**Directions for this task**: Among the entries below, find the lines with the word "weaviate" and copy them.

**Data in this exercise**:
PR #2120, opened 2026-08-06
fix(batch): derive has_errors from errors

### LINKED ISSUE #2107: data.ingest(): BatchObjectReturn.has_errors stays False when errors is populated (and batch.failed_objects is empty)

g-despot:
`has_errors` is a stored field on `BatchObjectReturn`, set by hand at each construction site. The server-side-batching receive loop never sets it, and `__add__` only ORs the flags together, so accumulating partial results could never flip it: `data.ingest()` and `batch.stream()` returned a populated `errors` dict alongside `has_errors=False`. `insert_many` was never affected, as it already passes the flag correctly.

`__post_init__` now derives the flag from `errors` on both `BatchObjectReturn` and `BatchReferenceReturn`, so an instance cannot be constructed claiming success while carrying errors. The `or` keeps the change widening-only, so an explicitly passed `True` is preserved.

Tests cover both classes plus the ingest, async ingest and stream paths against a mock server. All seven new assertions fail without the change.

Fixes #2107

@vaibzde reported the same trace on the issue and proposed a per-call-site patch. This fixes it at the shared seam instead, so a future construction site cannot reintroduce it.

### DIFF
--- a/mock_tests/test_batch.py
+++ b/mock_tests/test_batch.py
@@ -1,7 +1,8 @@
-from typing import Generator
+from typing import AsyncGenerator, Generator, List
 
 import grpc
 import pytest
+import pytest_asyncio
 import weaviate
 from weaviate.proto.v1 import batch_pb2, weaviate_pb2_grpc
 from .conftest import MOCK_IP, MOCK_PORT, MOCK_PORT_GRPC, mock_class, HTTPServer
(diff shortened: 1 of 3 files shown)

**Written solution**:
 import weaviate
 from weaviate.proto.v1 import batch_pb2, weaviate_pb2_grpc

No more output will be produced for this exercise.